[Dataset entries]
*** Begin section ***

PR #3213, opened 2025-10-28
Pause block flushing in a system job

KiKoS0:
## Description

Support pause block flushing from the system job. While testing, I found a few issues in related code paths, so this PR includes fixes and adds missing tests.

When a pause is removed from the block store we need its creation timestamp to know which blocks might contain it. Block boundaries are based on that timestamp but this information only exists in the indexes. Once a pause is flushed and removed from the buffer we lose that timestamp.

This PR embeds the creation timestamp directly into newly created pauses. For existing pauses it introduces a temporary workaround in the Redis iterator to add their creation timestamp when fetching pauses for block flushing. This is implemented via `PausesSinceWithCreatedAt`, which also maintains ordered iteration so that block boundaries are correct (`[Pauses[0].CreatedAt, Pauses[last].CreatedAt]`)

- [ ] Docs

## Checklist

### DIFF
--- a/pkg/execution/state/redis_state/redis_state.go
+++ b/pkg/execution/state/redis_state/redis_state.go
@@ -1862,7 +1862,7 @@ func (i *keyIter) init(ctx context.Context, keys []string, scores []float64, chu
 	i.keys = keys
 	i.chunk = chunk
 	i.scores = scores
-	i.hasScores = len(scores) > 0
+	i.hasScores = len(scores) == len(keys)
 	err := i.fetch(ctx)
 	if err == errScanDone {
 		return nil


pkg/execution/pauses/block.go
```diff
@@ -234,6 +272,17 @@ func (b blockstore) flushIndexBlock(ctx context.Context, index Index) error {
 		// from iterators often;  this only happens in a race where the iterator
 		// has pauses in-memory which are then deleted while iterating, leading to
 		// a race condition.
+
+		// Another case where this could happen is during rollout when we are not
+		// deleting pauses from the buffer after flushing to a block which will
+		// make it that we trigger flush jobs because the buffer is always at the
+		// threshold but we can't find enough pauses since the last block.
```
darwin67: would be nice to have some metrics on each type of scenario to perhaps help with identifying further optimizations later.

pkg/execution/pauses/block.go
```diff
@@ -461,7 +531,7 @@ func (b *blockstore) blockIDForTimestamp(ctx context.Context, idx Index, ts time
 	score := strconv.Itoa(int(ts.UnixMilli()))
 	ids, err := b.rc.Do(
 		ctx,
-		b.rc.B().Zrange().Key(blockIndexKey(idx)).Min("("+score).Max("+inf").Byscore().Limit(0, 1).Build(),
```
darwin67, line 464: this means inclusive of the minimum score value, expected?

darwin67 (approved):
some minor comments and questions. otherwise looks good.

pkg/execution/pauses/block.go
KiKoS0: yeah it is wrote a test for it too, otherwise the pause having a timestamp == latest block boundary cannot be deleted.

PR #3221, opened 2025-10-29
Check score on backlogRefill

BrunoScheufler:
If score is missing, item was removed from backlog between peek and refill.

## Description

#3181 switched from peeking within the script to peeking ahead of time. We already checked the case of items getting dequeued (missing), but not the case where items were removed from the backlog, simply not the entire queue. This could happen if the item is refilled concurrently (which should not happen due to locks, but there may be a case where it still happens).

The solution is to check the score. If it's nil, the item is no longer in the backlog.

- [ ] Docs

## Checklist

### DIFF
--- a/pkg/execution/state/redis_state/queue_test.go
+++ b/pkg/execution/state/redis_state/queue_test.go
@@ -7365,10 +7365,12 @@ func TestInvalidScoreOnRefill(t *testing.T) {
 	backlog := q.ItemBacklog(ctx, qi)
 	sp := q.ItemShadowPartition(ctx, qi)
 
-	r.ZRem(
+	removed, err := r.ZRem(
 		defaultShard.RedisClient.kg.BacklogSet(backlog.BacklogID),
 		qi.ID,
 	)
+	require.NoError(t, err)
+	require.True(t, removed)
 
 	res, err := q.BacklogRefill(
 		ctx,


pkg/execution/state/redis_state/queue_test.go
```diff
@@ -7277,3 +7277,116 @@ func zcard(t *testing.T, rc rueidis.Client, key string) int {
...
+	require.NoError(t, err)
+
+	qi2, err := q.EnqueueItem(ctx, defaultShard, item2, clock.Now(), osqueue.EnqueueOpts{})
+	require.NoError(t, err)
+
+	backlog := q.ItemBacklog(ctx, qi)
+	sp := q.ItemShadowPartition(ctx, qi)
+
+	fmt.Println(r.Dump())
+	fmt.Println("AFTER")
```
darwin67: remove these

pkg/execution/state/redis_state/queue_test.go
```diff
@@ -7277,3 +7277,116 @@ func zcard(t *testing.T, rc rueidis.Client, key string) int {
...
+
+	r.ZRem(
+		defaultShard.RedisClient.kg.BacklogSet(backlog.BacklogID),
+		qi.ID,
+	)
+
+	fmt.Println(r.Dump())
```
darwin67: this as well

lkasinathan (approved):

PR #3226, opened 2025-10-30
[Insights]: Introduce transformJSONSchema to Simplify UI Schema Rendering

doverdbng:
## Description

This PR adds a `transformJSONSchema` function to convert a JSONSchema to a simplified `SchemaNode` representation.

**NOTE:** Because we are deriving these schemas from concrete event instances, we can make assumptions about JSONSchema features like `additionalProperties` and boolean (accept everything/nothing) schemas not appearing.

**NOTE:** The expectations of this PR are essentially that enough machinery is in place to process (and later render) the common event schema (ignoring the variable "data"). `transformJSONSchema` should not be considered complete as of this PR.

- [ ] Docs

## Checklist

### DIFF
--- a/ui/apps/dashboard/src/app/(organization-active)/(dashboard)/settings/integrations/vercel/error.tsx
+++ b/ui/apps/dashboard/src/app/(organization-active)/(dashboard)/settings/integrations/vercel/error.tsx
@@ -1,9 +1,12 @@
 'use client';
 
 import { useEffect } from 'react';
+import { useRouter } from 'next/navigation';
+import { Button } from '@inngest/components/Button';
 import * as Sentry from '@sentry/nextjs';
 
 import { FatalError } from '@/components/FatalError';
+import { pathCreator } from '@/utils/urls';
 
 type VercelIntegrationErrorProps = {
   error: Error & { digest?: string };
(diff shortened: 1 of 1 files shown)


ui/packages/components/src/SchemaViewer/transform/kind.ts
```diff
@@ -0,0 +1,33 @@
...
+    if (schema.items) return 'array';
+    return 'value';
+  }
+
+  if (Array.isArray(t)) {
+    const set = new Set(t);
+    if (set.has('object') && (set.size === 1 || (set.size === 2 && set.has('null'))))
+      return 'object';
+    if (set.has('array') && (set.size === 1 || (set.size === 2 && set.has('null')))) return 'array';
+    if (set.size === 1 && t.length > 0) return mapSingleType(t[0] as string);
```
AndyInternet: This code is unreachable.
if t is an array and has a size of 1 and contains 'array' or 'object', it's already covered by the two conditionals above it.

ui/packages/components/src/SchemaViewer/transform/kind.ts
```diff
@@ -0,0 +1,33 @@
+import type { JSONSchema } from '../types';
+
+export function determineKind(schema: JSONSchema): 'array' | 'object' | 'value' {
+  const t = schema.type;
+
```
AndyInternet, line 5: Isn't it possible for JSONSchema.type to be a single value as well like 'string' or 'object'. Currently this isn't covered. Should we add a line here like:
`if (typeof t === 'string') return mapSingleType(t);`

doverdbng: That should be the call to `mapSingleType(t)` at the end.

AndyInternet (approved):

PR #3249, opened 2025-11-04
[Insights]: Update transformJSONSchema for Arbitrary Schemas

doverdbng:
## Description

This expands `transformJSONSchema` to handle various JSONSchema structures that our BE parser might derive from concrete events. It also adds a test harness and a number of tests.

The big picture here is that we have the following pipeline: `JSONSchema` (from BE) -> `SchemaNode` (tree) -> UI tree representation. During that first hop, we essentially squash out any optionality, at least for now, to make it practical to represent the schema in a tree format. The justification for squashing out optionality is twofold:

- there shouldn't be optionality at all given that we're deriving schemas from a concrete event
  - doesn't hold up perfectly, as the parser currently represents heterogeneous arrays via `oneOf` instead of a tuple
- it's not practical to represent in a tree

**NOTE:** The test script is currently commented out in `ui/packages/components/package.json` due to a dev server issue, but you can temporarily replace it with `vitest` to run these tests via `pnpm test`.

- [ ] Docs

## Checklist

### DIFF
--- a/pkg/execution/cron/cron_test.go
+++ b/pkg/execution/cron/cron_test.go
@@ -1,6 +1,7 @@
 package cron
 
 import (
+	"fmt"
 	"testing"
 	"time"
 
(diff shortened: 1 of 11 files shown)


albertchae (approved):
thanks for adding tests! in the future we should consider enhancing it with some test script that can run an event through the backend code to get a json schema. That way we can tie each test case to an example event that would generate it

*** End section ***

◆ Assigned task ◆
Starting at the top of the data above, repeat every line exactly until the line containing "When a pause" has been given, then stop.

◆ Solution to the exercise ◆
PR #3213, opened 2025-10-28
Pause block flushing in a system job

KiKoS0:
## Description

Support pause block flushing from the system job. While testing, I found a few issues in related code paths, so this PR includes fixes and adds missing tests.

When a pause is removed from the block store we need its creation timestamp to know which blocks might contain it. Block boundaries are based on that timestamp but this information only exists in the indexes. Once a pause is flushed and removed from the buffer we lose that timestamp.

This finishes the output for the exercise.